| EXERCISE DIRECTIONS |
Lines in the material below that include "handled" need to be tallied; give the total alone.

| RECORDED INFORMATION |
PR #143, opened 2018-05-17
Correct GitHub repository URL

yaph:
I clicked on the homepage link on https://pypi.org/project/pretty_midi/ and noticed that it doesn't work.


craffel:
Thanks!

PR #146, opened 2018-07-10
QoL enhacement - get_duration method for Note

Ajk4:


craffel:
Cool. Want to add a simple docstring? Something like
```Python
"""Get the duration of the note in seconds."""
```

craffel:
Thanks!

---

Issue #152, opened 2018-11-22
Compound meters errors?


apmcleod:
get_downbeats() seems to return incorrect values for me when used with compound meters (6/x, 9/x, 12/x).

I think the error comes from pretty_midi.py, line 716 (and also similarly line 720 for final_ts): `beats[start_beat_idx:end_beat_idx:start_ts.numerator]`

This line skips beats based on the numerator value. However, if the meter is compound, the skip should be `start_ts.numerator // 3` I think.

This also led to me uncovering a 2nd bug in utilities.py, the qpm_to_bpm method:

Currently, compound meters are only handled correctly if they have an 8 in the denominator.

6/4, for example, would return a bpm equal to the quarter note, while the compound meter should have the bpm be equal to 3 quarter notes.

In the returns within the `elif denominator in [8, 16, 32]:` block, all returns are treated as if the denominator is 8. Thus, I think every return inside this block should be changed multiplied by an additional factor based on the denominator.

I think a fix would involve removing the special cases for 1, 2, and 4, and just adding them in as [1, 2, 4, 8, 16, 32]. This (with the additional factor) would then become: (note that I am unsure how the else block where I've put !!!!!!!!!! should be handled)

| EXPECTED OUTPUT |
2